PR #4179, opened 2016-08-05
Fixes #4028 health check need to be scheduled immediately after deployed

### LINKED ISSUE #4028: Marathon remains "Deploying" status when container has already deployed
When I deploy nginx with following JSON definition:

```
{
    "id": "nginx",
    "labels": {
        "HAPROXY_GROUP": "external"
    },
    "cpus": 0.2,
    "mem": 20.0,
    "instances": 2,
    "healthChecks": [{
        "path": "/"
    }],
    "container": {
        "type": "DOCKER",
        "docker": {
            "image": "nginx",
            "network": "BRIDGE",
            "portMappings": [{ "containerPort": 80, "hostPort": 0, "servicePort": 80, "protocol": "tcp" }]
        }
    }
}
```

2 instance of nginx containers start immediately because I have pulled nginx image. I can find that nginx containers are running and I can visit nginx through browser. However, the marathon UI shows that the nginx application is still "Deploying". After about **60 seconds**, its status change to "RUNNING".

I found this is related to **healthChecks**, more specifically, the  **intervalSeconds** of **healthChecks**:
- intervalSeconds (Optional. Default: 60): Number of seconds to wait between health checks

So I set **intervalSeconds** to 5:

```
{
    "id": "nginx",
    "labels": {
        "HAPROXY_GROUP": "external"
    },
    "cpus": 0.2,
    "mem": 20.0,
    "instances": 2,
    "healthChecks": [{
        "path": "/",
        "intervalSeconds": 5
    }],
    "container": {
        "type": "DOCKER",
        "docker": {
            "image": "nginx",
            "network": "BRIDGE",
            "portMappings": [{ "containerPort": 80, "hostPort": 0, "servicePort": 80, "protocol": "tcp" }]
        }
    }
}
```

Then I can find that the status of nginx application change to "RUNNING" in about 5 seconds.

However, this is not a good solution. Because when the application is running, we don't need to check the healthy in every 5 seconds. We only need to check the healthy with high frequency when we first start the application.

SiyuanHe:
tiny fix to make health check working properly

### DIFF
--- a/src/main/scala/mesosphere/marathon/core/health/HealthCheck.scala
+++ b/src/main/scala/mesosphere/marathon/core/health/HealthCheck.scala
@@ -130,6 +130,8 @@ object HealthCheck {
   val DefaultIgnoreHttp1xx = false
   val DefaultPort = None
 
+  val FirstHealthCheckTime = 1.seconds
+
   implicit val healthCheck = validator[HealthCheck] { hc =>
     (hc.portIndex.nonEmpty is true) or (hc.port.nonEmpty is true)
     hc is validProtocol
--- a/src/main/scala/mesosphere/marathon/core/health/impl/HealthCheckActor.scala
+++ b/src/main/scala/mesosphere/marathon/core/health/impl/HealthCheckActor.scala
@@ -76,9 +76,9 @@ private[health] class HealthCheckActor(
         healthCheck
       )
       nextScheduledCheck = Some(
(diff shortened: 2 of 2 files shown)


zen-dog:
The problem with provided fix is that scheduler.schedule(...) needs to be canceled (gives you a Cancellable() that you need to store). It would be better to just trigger the first health check immediately and keep using scheduleNextHealthCheck(...).

aquamatthias:
Close in favor of #4368

PR #4184, opened 2016-08-05
Fix portDefinition <-> Health Check Validation

jasongilanfarr:
- Critical line: ContainerSerializer.scala line 143.
  If there are no container ports, this _was_ None
  before we serialized, after serializing and deserializing
  the None becomes the empty sequence which is not treated the same
- Change a bunch of "defs" to "vals". There is absolutely no reason
  these need to be computed twice.
- Fix AppDefinition serialization to properly serialize portDefinitions
  if there are no service ports (this was a red-herring suspected
  of being the core bug)

### DIFF
--- a/src/main/scala/mesosphere/marathon/api/v2/json/Formats.scala
+++ b/src/main/scala/mesosphere/marathon/api/v2/json/Formats.scala
@@ -994,8 +994,14 @@ trait AppAndGroupFormats {
       if (runSpec.ipAddress.isEmpty) {
         appJson = appJson ++ Json.obj(
           "ports" -> runSpec.servicePorts,
-          "portDefinitions" -> runSpec.portDefinitions.zip(runSpec.servicePorts).map {
-            case (portDefinition, servicePort) => portDefinition.copy(port = servicePort)
+          "portDefinitions" -> {
+            if (runSpec.servicePorts.nonEmpty) {
+              runSpec.portDefinitions.zip(runSpec.servicePorts).map {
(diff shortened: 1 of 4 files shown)


src/main/scala/mesosphere/marathon/api/v2/json/Formats.scala
```diff
@@ -994,8 +994,14 @@ trait AppAndGroupFormats {
       if (runSpec.ipAddress.isEmpty) {
         appJson = appJson ++ Json.obj(
           "ports" -> runSpec.servicePorts,
-          "portDefinitions" -> runSpec.portDefinitions.zip(runSpec.servicePorts).map {
-            case (portDefinition, servicePort) => portDefinition.copy(port = servicePort)
+          "portDefinitions" -> {
+            if (runSpec.servicePorts.nonEmpty) {
```
jdef: was this change actually needed? `servicePorts` defaults to `portNumbers` if they're not defined by the container. and `portNunbers` comes from `portDefinitions`...

jdef:
should the `val` really be `lazy val`? sorry if this is a noob question, but they were `def` before which means they weren't computed at all unless they were called.

src/main/scala/mesosphere/marathon/api/v2/json/Formats.scala
jasongilanfarr: It is. It was the red herring where portDefs weren't showing up after creating the app

jasongilanfarr:
I believe these are cheap enough that they should be just vals, lazy Val is a bit more expensive, in most cases more than computing the mapping.

PR #4193, opened 2016-08-08
Add killCount and noOp to delete tasks endpoint

ammaraskar:
# Motivation

At Yelp, for [PaaSTA](https://github.com/Yelp/paasta), we would like to be able to predict Marathon's actions during a scale down event. This gives us a chance to decide if we're really sure about killing an instance/scaling down. This noOp flag allows us to get a preview of Marathon's plan during these events.

Ideally it'd be possible to hit up `PUT /v2/apps/{app_id}` with some sort of noOp flag to probe Marathon's deploy plans for any arbitrary change but that's a far more complicated code diff, so I opted for this simpler approach.
## Implementation

This is my first time dabbing into Scala, so I apologize if I'm doing anything horribly wrong. All feedback is much appreciated. I checked the project with scalastyle and as far as I can tell I didn't any new style violations.

I added two basic tests following the pattern for the rest of AppTaskResourceTest.scala file and some tests had to be changed a little because of the type change to be just a generic `Iterable[Task]` instead of some specific collection. I'll add some github comments to mark some of the more interesting testing changes.

### DIFF
--- a/docs/docs/rest-api/public/api/v2/apps.raml
+++ b/docs/docs/rest-api/public/api/v2/apps.raml
@@ -339,7 +339,7 @@ post:
       is: [ secured, deployable ]
       queryParameters:
         host:
-          description: all tasks of that application on the supplied slave are killed
+          description: all tasks of that application on the supplied slave are killed.
         scale:
           type: boolean
           description: If `scale=true` is specified, then the application is scaled down by the number of killed tasks. Only possible if `wipe=false` or not specified.
@@ -347,7 +347,12 @@ post:
         wipe:
           type: boolean
           description: If `wipe=true` is specified and the app uses local persistent volumes, associated dynamic reservations will be unreserved, and persistent volumes will be destroyed. Only possible if `scale=false` or not specified.
-          default: false
+        killCount:
+          type: integer
+          description: The number of tasks to kill. A negative value signifies killing all running tasks.
+        noOp:
+          type: boolean
+          description: If `noOp=true` is specified then the app's tasks aren't actually killed, instead the endpoint responds with a list of tasks that would have been killed.
       responses:
         200:
           description: If scale=false, all tasks that were killed are returned.
--- a/src/main/scala/mesosphere/marathon/api/TaskKiller.scala
+++ b/src/main/scala/mesosphere/marathon/api/TaskKiller.scala
@@ -8,8 +8,9 @@ import mesosphere.marathon.core.task.{ Task, TaskStateOp }
 import mesosphere.marathon.core.task.tracker.{ TaskStateOpProcessor, TaskTracker }
 import mesosphere.marathon.plugin.auth.{ Authenticator, Authorizer, Identity, UpdateRunSpec }
 import mesosphere.marathon.state._
-import mesosphere.marathon.upgrade.DeploymentPlan
+import mesosphere.marathon.upgrade.{ DeploymentPlan, ScalingProposition }
 import mesosphere.marathon.{ MarathonConf, MarathonSchedulerService, UnknownAppException }
+import mesosphere.mesos.Constraints
 import org.slf4j.LoggerFactory
 
 import scala.concurrent.{ ExecutionContext, Future }
@@ -28,7 +29,8 @@ class TaskKiller @Inject() (
   def kill(
     appId: PathId,
     findToKill: (Iterable[Task] => Iterable[Task]),
-    wipe: Boolean = false)(implicit identity: Identity): Future[Iterable[Task]] = {
+    wipe: Boolean = false,
+    killCount: Integer = -1)(implicit identity: Identity): Future[Iterable[Task]] = {
 
     result(groupManager.app(appId)) match {
       case Some(app) =>
@@ -36,7 +38,7 @@ class TaskKiller @Inject() (
 
         import scala.concurrent.ExecutionContext.Implicits.global
         taskTracker.appTasks(appId).flatMap { allTasks =>
-          val foundTasks = findToKill(allTasks)
+          val foundTasks = getTasksToKill(appId, app, findToKill(allTasks), killCount)
           val expungeTasks = if (wipe) expunge(foundTasks) else Future.successful(())
 
           expungeTasks.map { _ =>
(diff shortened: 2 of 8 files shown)


src/main/scala/mesosphere/marathon/api/v2/AppTasksResource.scala
```diff
@@ -126,7 +136,7 @@ class AppTasksResource @Inject() (
       val deploymentF = taskKiller.killAndScale(pathId, findToKill, force)
       deploymentResult(result(deploymentF))
     } else {
-      reqToResponse(taskKiller.kill(pathId, findToKill, wipe)) {
+      reqToResponse(taskKiller.kill(pathId, findToKill, wipe, -1)) {
```
ammaraskar: For some reason, not explicitly passing the -1 argument, even though its a default causes the mockito `verifyNoMoreInteractions(taskKiller)` check to fail. I didn't look into it too much but I believe it has to do with the way scala implements default arguments internally.

src/main/scala/mesosphere/marathon/api/v2/TasksResource.scala
```diff
@@ -128,7 +128,7 @@ class TasksResource @Inject() (
       affectedApps.foreach(checkAuthorization(UpdateRunSpec, _))
 
       val killed = result(Future.sequence(toKill.map {
-        case (appId, tasks) => taskKiller.kill(appId, _ => tasks, wipe)
+        case (appId, tasks) => taskKiller.kill(appId, _ => tasks, wipe, -1)
```
ammaraskar: See: https://github.com/mesosphere/marathon/pull/4193/files#r73925367

src/test/scala/mesosphere/marathon/api/TaskKillerTest.scala
```diff
@@ -84,6 +86,48 @@ class TaskKillerTest extends MarathonSpec
...
+      toKillCaptor.capture()
+    )).thenReturn(Future.successful(expectedDeploymentPlan))
+
+    val result = f.taskKiller.killAndScale(appId, (tasks) => tasksToKill, force = true, killCount = 1)
+    result.futureValue shouldEqual expectedDeploymentPlan
+    toKillCaptor.getValue.size shouldEqual 1
+    tasksToKill contains toKillCaptor.getValue.values.take(1)
+  }
+
+  class IterableEquals[A](var original: Iterable[A]) extends ArgumentMatcher[Iterable[A]] {
```
ammaraskar: This is necessary since the TaskKiller test internally passes around generic `Iterable[Task]` objects. So it's no longer possible to just use equality operators.

ammaraskar:
Can't recreate the failing travis locally, not sure what's up with that.

jasongilanfarr:
Thanks for the PR- I like the idea a lot and It'd be really helpful. My day was taken over fixing two major 1.3 regressions, I'll try to take a look as soon as I can.

jeschkies:
@ammaraskar Could you update the branch?

docs/docs/rest-api/public/api/v2/apps.raml
```diff
@@ -339,15 +339,20 @@ post:
...
           description: If `scale=true` is specified, then the application is scaled down by the number of killed tasks. Only possible if `wipe=false` or not specified.
           default: false
         wipe:
           type: boolean
           description: If `wipe=true` is specified and the app uses local persistent volumes, associated dynamic reservations will be unreserved, and persistent volumes will be destroyed. Only possible if `scale=false` or not specified.
-          default: false
+        killCount:
+          type: integer
+          description: The number of tasks to kill. A negative value signifies killing all running tasks.
+        noOp:
```
aquamatthias: Marathon groups API calls this parameter `dryRun`. Please use the same name here as well.

docs/docs/rest-api/public/api/v2/apps.raml
```diff
@@ -339,15 +339,20 @@ post:
...
           type: boolean
           description: If `scale=true` is specified, then the application is scaled down by the number of killed tasks. Only possible if `wipe=false` or not specified.
           default: false
         wipe:
           type: boolean
           description: If `wipe=true` is specified and the app uses local persistent volumes, associated dynamic reservations will be unreserved, and persistent volumes will be destroyed. Only possible if `scale=false` or not specified.
-          default: false
+        killCount:
+          type: integer
+          description: The number of tasks to kill. A negative value signifies killing all running tasks.
```
aquamatthias: Negative number is not intuitive. Let's either define a (positive) value or no value.

src/main/scala/mesosphere/marathon/api/TaskKiller.scala
```diff
@@ -28,15 +29,16 @@ class TaskKiller @Inject() (
   def kill(
     appId: PathId,
     findToKill: (Iterable[Task] => Iterable[Task]),
-    wipe: Boolean = false)(implicit identity: Identity): Future[Iterable[Task]] = {
+    wipe: Boolean = false,
+    killCount: Integer = -1)(implicit identity: Identity): Future[Iterable[Task]] = {
```
aquamatthias: The TaskKiller does not need to know anything about `killCount`.
`findToKill` is a function that chooses the tasks to kill and can be limited.
Please revert all changes to TaskKiller.

src/main/scala/mesosphere/marathon/api/v2/AppTasksResource.scala
```diff
@@ -97,11 +99,19 @@ class AppTasksResource @Inject() (
 
     if (scale && wipe) throw new BadRequestException("You cannot use scale and wipe at the same time.")
 
-    if (scale) {
-      val deploymentF = taskKiller.killAndScale(pathId, findToKill, force)
+    if (noOp) {
```
aquamatthias: This will result in wrong result for `scale=true`

src/main/scala/mesosphere/marathon/api/v2/AppTasksResource.scala
```diff
@@ -97,11 +99,19 @@ class AppTasksResource @Inject() (
...
+      result(groupManager.app(pathId)) match {
+        case None => unknownApp(pathId)
+        case Some(appInfo) =>
+          var tasks = findToKill(taskTracker.appTasksLaunchedSync(pathId))
+          tasks = taskKiller.getTasksToKill(pathId, appInfo, tasks, killCount)
```
aquamatthias: `findToKill` and `getTasksToKill` should be one function, which is used in dry run and kill mode.

src/main/scala/mesosphere/marathon/api/v2/AppTasksResource.scala
aquamatthias: See my earlier comment: I would opt to remove this argument from TaskKiller.

src/main/scala/mesosphere/marathon/api/v2/AppTasksResource.scala
```diff
@@ -83,9 +83,11 @@ class AppTasksResource @Inject() (
   def deleteMany(
     @PathParam("appId") appId: String,
     @QueryParam("host") host: String,
+    @QueryParam("killCount")@DefaultValue("-1") killCount: Integer = -1,
```
aquamatthias: Remove default value and handle the optional case.

aquamatthias:
@ammaraskar no activity for the last month. Please incorporate the feedback and reopen the PR.

PR #4195, opened 2016-08-08
Never default servicePorts since they are globally unique!

jasongilanfarr:
In order to allocate a service port, you must have Host Networking
and explicitly specify them.

### DIFF
--- a/src/main/scala/mesosphere/marathon/api/v2/json/Formats.scala
+++ b/src/main/scala/mesosphere/marathon/api/v2/json/Formats.scala
@@ -993,7 +993,7 @@ trait AppAndGroupFormats {
       // top-level ports fields are incompatible with IP/CT
       if (runSpec.ipAddress.isEmpty) {
         appJson = appJson ++ Json.obj(
-          "ports" -> runSpec.servicePorts,
+          "ports" -> runSpec.portDefinitions.map(_.port),
           "portDefinitions" -> {
             if (runSpec.servicePorts.nonEmpty) {
               runSpec.portDefinitions.zip(runSpec.servicePorts).map {
--- a/src/main/scala/mesosphere/marathon/core/group/impl/GroupManagerActor.scala
+++ b/src/main/scala/mesosphere/marathon/core/group/impl/GroupManagerActor.scala
@@ -224,7 +224,9 @@ private[impl] class GroupManagerActor(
+--
▶ What this task involves
Search the entries for the word "Please". Copy each line where it appears.

▶ Task output
aquamatthias: Marathon groups API calls this parameter `dryRun`. Please use the same name here as well.
Please revert all changes to TaskKiller.
@ammaraskar no activity for the last month. Please incorporate the feedback and reopen the PR.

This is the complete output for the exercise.